◆ WHAT THIS TASK INVOLVES
In the data that follows, give the number of lines containing the word "requires". Offer no additional comment.

┌─ SOURCE MATERIAL

PR #224, opened 2024-09-23
Single image holding Lumigator and auxiliary services

javiermtorres:
## What's changing

A new dockerfile has been written including all necessary services, plus auxiliary start scripts.

## How to test it

From the root, buld the image:

```
docker build -t lumigator-test:0.1.0-alpha.1 -f .devcontainer/Dockerfile.single .
```

And then run the image in a new container passing a host directory in which the necessary data will be created, and mapping the necessary ports:

```
docker container run -it --init -v <host datadir>:/etc/lumigator/data --env-file .devcontainer/single-env.list -p 15432:5432 -p 14566:4566 -p 16379:6379 -p 18265:8265 -p 20001:10001 -p 18080:80 --entrypoint /bin/bash lumigator-test:0.1.0-alpha.1
```

## Related Jira Ticket

LUMI-56

Maybe some of the lumigator demo code needs to be changed, so the appropriate names for the services are all pointing to localhost.

Port mapping is the only way to access containers in MacOS. Additional information can be found in https://docs.docker.com/desktop/networking/#known-limitations and https://docs.docker.com/desktop/networking/#use-cases-and-workarounds. Host networking does not seem to work on Mac OS.

## I already...


javiermtorres:
Closed as the approach to individual deployments is changed.

PR #2734, opened 2023-03-20
Support Retry Budget

quraynai:
Open new MR to solve conflict. Previous MR https://github.com/istio/api/pull/2585

Issue: https://github.com/istio/istio/issues/27419

Istio: https://github.com/istio/istio/pull/42232


rafatbiin:
hi @linsun & @quraynai, this is a bit unrelated, but how can you configure it for your service where the retry budget depends on something like active requests and active pending requests which is very low level and not easy to measure compared to the number amount of requests we're sending to upstream from a client. The same goes for min retry concurrency which we've less control over than retry per second(used by linked: https://linkerd.io/2.12/tasks/configuring-retries/#retry-budgets). I've opened a discussion on the [envoy repository](https://github.com/envoyproxy/envoy/issues/25660) but got no response from the maintainer unfortunately to discuss how we can measure and configure it for a production service.

quraynai:
@rafatbiin I think number of request is harder to configure and measure compare to number of active connections.
Retries base on number of request we might need to know RPS and interval that we want to measure and it's hard to make retry budget work if we configure incorrectly.

quraynai:
@howardjohn @linsun sorry for no activities with this MR for a while. 
We made our forked version and POC for a while. Could you please help review this MR again?

quraynai:
@howardjohn @linsun hi could you please help review on this PR?

rafatbiin:
> @rafatbiin I think number of request is harder to configure and measure compare to number of active connections. Retries base on number of request we might need to know RPS and interval that we want to measure and it's hard to make retry budget work if we configure incorrectly.

@quraynai sorry for the late reply. when you said `number of connections`, you meant `active requests`, right? how can we measure this in a reliable way to configure the retry budget percentage? because, from my experience, it's very low level and hard to measure. it can literally changes from 100 to 0 in a second and depending on when envoy is taking the measurement, you'll get a totally different retry budget percentage. it's specially true with service which doesn't have a lot of outgoing requests. because if you consider the average case, the retry budget percentage will be very high and when we'll have real retry storm, it'll actually bite us. do you have any suggestion on how to go about measuring this metrics?

hzxuzhonghu:
This is a very advanced setting provided by envoy, we haven't had very critical requirements for it

quraynai:
@hzxuzhonghu I understand about it's not critical to have this functionality at the moment from istio.
but it's kinda problem to configure it from EnvoyFilter. You can check more detail from this link
https://github.com/istio/istio/issues/27419

quraynai:
@rafatbiin maybe we can try with static number and readjust as global.
Understand tuning this value dynamically per service is really hard and might not worth it.

quraynai:
@hzxuzhonghu @linsun @howardjohn hi could you please help on this?

howardjohn:
I am concerned about this as retries are in VirtualService, so putting retry budget in DR is odd. It is to align with Envoy semantics only, not really designed from users perspective. Gateway-API is also looking into adding this in HTTPRoute; if we put it in DR it will be incompatible cc @mikemorris.

That being said, I don't know a way to put it in route without envoy changes.

quraynai:
@howardjohn I understand your concern. we will look into another option

ericdbishop:
> I am concerned about this as retries are in VirtualService, so putting retry budget in DR is odd. It is to align with Envoy semantics only, not really designed from users perspective. Gateway-API is also looking into adding this in HTTPRoute; if we put it in DR it will be incompatible cc @mikemorris.
> 
> That being said, I don't know a way to put it in route without envoy changes.

@howardjohn We are interested in having access to the `retry_budget` circuit breaker threshold via the DR api, as `max_retries` is a static value that requires tuning for every service within the Mesh, making it difficult for us to update when services begin receiving more traffic. In comparison, `retry_budget` configurations require no major tuning since the retry value is relative, and it also cuts new requests earlier than using `max_retries`, performing better in our tests. But using `retry_budget` via EnvoyFilter's is extremely difficult to maintain across our services. Do you think there is any path forward to exposing this within DestinationRule we could work on? Thanks.

mikemorris:
@ericdbishop We're starting to look at implementing retries (including retry budgets) upstream in Gateway API in https://github.com/kubernetes-sigs/gateway-api/issues/1731

One thing I'd like to get more clarity on is where/how this should be implemented - my initial thought was as a field on HTTPRoute (similar to [Timeouts](https://gateway-api.sigs.k8s.io/geps/gep-1742/)), but I've seen a few mentions of DestinationRule or [client-side config](https://github.com/istio/istio/issues/27419#issuecomment-2093659300) which I'd like to better understand the implications for (or any Envoy implementations constraints) as it would relate to Ambient mesh without client sidecars and reconciling this functionality with other Gateway API implementations such as [Linkerd's retry budgets](https://linkerd.io/2.15/tasks/configuring-retries/#retry-budgets).

PR #2737, opened 2023-03-22
Clarify that MeshConfig.localityLbSetting is enabled by default

kfaseela:
As per : https://github.com/istio/istio/blob/master/pkg/config/mesh/mesh.go#L92 this is enabled by default.
Better to clarify this in docs, because k8s has this disabled by default, and caused us come confusions while we started using this. Ideally this should have been disabled by default.

### DIFF
--- a/mesh/v1alpha1/config.proto
+++ b/mesh/v1alpha1/config.proto
@@ -303,6 +303,8 @@ message MeshConfig {
 
   // Locality based load balancing distribution or failover settings.
   // If unspecified, locality based load balancing will be enabled by default.
+  // However, this requires outlierDetection to actually take effect for a particular
+  // service, see https://istio.io/latest/docs/tasks/traffic-management/locality-load-balancing/failover/
   istio.networking.v1alpha3.LocalityLoadBalancerSetting locality_lb_setting = 35;
 
   // Configures DNS refresh rate for Envoy clusters of type `STRICT_DNS`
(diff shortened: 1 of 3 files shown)


mesh/v1alpha1/config.proto
```diff
@@ -302,6 +302,7 @@ message MeshConfig {
   string root_namespace = 34;
 
   // Locality based load balancing distribution or failover settings.
+  // If unspecified, locality based load balancing will be enabled by default.
```
howardjohn, line 305: I would maybe say "enabled by default. However, this requires outlierDetection to actually take effect for a particular service, see https://istio.io/latest/docs/tasks/traffic-management/locality-load-balancing/failover/" or similar

kfaseela: Done

howardjohn (approved):

mesh/v1alpha1/config.proto
```diff
@@ -302,6 +302,9 @@ message MeshConfig {
...
+  // However, this requires outlierDetection to actually take effect for a particular
+  // service, see https://istio.io/latest/docs/tasks/traffic-management/locality-load-balancing/failover/
```
ericvn, line 307: Should add a period to the end of the sentence. Maybe:
```suggestion
  // However, for locality load balancing to occur for a particular service, outlierDetection must be configured. See (https://istio.io/latest/docs/tasks/traffic-management/locality-load-balancing/failover/).
```
Need to verify the period at the end of the URL ends up being on the sentence, nit the URL.

PR #2741, opened 2023-03-23
small correction in peer auth example

kfaseela:
Fixes [#12933](https://github.com/istio/istio.io/issues/12933)

### DIFF
--- a/security/v1beta1/peer_authentication.proto
+++ b/security/v1beta1/peer_authentication.proto
@@ -57,7 +57,7 @@ option go_package="istio.io/api/security/v1beta1";
 // apiVersion: security.istio.io/v1beta1
 // kind: PeerAuthentication
 // metadata:
-//   name: default
+//   name: finance-peer-auth
 //   namespace: foo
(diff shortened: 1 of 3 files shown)


kfaseela:
@ericvn if we do not use release notes from api repo, why run release note checks here?

security/v1beta1/peer_authentication.proto
```diff
@@ -57,7 +57,7 @@ option go_package="istio.io/api/security/v1beta1";
 // apiVersion: security.istio.io/v1beta1
 // kind: PeerAuthentication
 // metadata:
-//   name: default
+//   name: finance-peer-auth
```
howardjohn, line 60: nit: I would call it "finance", no need to add the type in the name

howardjohn (approved):

security/v1beta1/peer_authentication.proto
kfaseela: Done

ericvn (approved):

PR #2743, opened 2023-03-29
Add annotation istio.io/rev

jewertow:
For more details, please look at this PR: https://github.com/istio/istio/pull/44161.

### DIFF
--- a/annotation/annotations.yaml
+++ b/annotation/annotations.yaml
@@ -441,6 +441,8 @@ annotations:
   - name: istio.io/rev
     featureStatus: Alpha
     description: Specifies a control plane revision to which a given proxy is connected.
+      This annotation is added automatically, not set by a user. In contrary to the label istio.io/rev,
+      it represents the actual revision, not the requested revision.
     deprecated: false
     hidden: false
     resources:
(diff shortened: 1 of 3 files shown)


ericvn (approved):
LGTM

Also needed allow the istio.io tests to pass since the annotation use was already merged.

ericvn:
@howardjohn Would you be able to do a quick review so this can merge and we can move up the istio reference in the istio.io tests. Thanks.

ericvn:
Is there an issue having a label and annotation that are the same? I do see we already have a label.

annotation/annotations.yaml
```diff
@@ -438,6 +438,14 @@ annotations:
     resources:
       - AuthorizationPolicy
 
+  - name: istio.io/rev
+    featureStatus: Alpha
+    description: Specifies a control plane revision to which a given proxy is connected.
```
howardjohn, line 443: It may help to note that this is automatically added, not set by the user

Label: users intent
Annotation: actual result

jewertow: Done

howardjohn (approved):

└─

◆ ANSWER BOX
4